Almost every square matrix has an _inverse_. The inverse of a matrix is another matrix that undoes the effect of the first matrix when acting upon a vector. In more technical terms, the result of multiplying a matrix by its inverse, regardless of whether the inverse is on the right or on the left, is the _identity matrix_, which is a matrix of the appropriate size that consists entirely of zeros except for a line of ones along the diagonal. An identity matrix, regardless of its size, is written $I$. Multiplying the identity matrix by any appropriately sized matrix or vector simply returns that matrix or vector unchanged.
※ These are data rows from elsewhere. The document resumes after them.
PR #920, opened 2026-08-08
Health Analyzer - Allergies

ShepardToTheStars:
## About the PR

Adds a list of allergies to the health scanner.

## Why / Balance

Feels like something that should be available on scan. It does not tell you how severe the allergies are though. You still still have to look that up.

~~Depending on how many allergies one has, this could be a long list, so we could possibly limit it to like 5 or 10 if needed.~~ Fixed by just putting it after damage mostly.

## Technical details

Allergies are a server-side component only, so a serialized list has to be in the payload sent from server to client. I resisted moving that all to shared though because scope creep. That looks like it could be done pretty easily to be honest.

If the health analyzer ever becomes [predicted](https://github.com/space-wizards/space-station-14/pull/42773), allergies should be moved to shared and become networked. 

## Media

### With Allergies (1)
image

### With Allergies (way too many)
image

### Without Allergies
image

</details>

## Requirements

## Licensing:

## Breaking changes

None.

**Changelog**

:cl:
- add: The health scanner now shows allergies!

### DIFF
--- a/Content.Client/HealthAnalyzer/UI/HealthAnalyzerControl.xaml
+++ b/Content.Client/HealthAnalyzer/UI/HealthAnalyzerControl.xaml
@@ -74,9 +74,6 @@
 
     </BoxContainer>
 
-    <PanelContainer Name="AllergiesDivider" Visible="False" StyleClasses="LowDivider" /> <!-- Euphoria - Allergies -->
-    <BoxContainer Name="AllergiesContainer" Visible="False" Orientation="Vertical" Margin="0 5" /> <!-- Euphoria - Allergies -->
-
     <PanelContainer StyleClasses="LowDivider" />
 
     <BoxContainer
@@ -85,4 +82,6 @@
         Orientation="Vertical">
     </BoxContainer>
 
+    <PanelContainer Name="AllergiesDivider" Visible="False" StyleClasses="LowDivider" /> <!-- Euphoria - Allergies -->
+    <BoxContainer Name="AllergiesContainer" Visible="False" Orientation="Vertical" Margin="0 5" /> <!-- Euphoria - Allergies -->
 </BoxContainer>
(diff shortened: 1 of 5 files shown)


DoubleHypercube:
I'm on the fence about this. On one hand, it detracts from RP and contributes to scanmed. On the _other_, though, it _is_ a useful tool for when you don't have time to check for allergies or they aren't in records.

ShepardToTheStars:
I'm not a huge fan of the character records' UI myself, which is why I PR'd this. It's very clunky.

I also considered adding the records to a device network and only showing it if the network was up and powered, but didn't because scope creep.

Mnemotechnician:
This removes basically all RP aspects from allergies.

ShepardToTheStars:
> This removes basically all RP aspects from allergies.

I disagree because needing to ask over comms or pull out your tablet and check for every patient really only adds tedium. I could add this type of information to the character records UI (better presented) but at that point, why not just make an allergy scanner.

That aside, what if I made it show the reagent group instead, so that you still have to ask over comms or look it up. But you can take a chance if its a dire situation and don't have time.

kivdon:
Would we feel better if instead of being added to the Health Analyzer, there was a separate Allergy Analyzer device instead? Could lock it behind research, and it would add to the tedium that already exists for getting allergy information, instead of removing the tedium.

ScarlettJFG:
> Would we feel better if instead of being added to the Health Analyzer, there was a separate Allergy Analyzer device instead? Could lock it behind research, and it would add to the tedium that already exists for getting allergy information, instead of removing the tedium. 

What if we did that as like a T2 with it being a "100%, these are the confirmed allergens" and made the medical scanner say that there's an allergen in "X category"? 

Like say you scan Joe Shmoe and he is allergic to THC, it would read "Allergen detected in Narcotics Category" or something similar?

I also only say T2 cause that's around the time medical usually gets mats...

SyaoranFox:
Diagnosis RP is important for medical here. If you want to bring something like this in, lock it behind research.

In order for a square matrix to _not_ have an inverse, its columns must be _linearly dependent_, but that's beyond the scope of this tutorial and usually only applies to specially constructed matrices, not to the somewhat random matrices we usually deal with in data science. There are ways to construct a pseudo-inverse for non-square matrices, but that is also beyond the scope of this tutorial.  
This is Grant Sanderson's 3blue1brown video about matrix inverses and more: https://youtu.be/uQhTuRlWMxw

In [None]:
# An example of a matrix and its inverse
M5 = np.random.randint(1,10,(3,3))
print("Matrix to be inverted:")
print(M5)
print("\nInverse matrix:")
print(np.linalg.inv(M5))
print("\nResult of matrix multiplication:")
print(np.matmul(M5,np.linalg.inv(M5)))
print("\nCleaned up result:")
print(np.round(np.matmul(M5,np.linalg.inv(M5))))
print("\nResult of matrix multiplication with order reversed:")
print(np.matmul(np.linalg.inv(M5),M5))
print("\nCleaned up result:")
print(np.round(np.matmul(np.linalg.inv(M5),M5)))
print("\nDue to the use of floating-point arithmetic, numerically computed inverses will be close but not exactly equal to true inverses.")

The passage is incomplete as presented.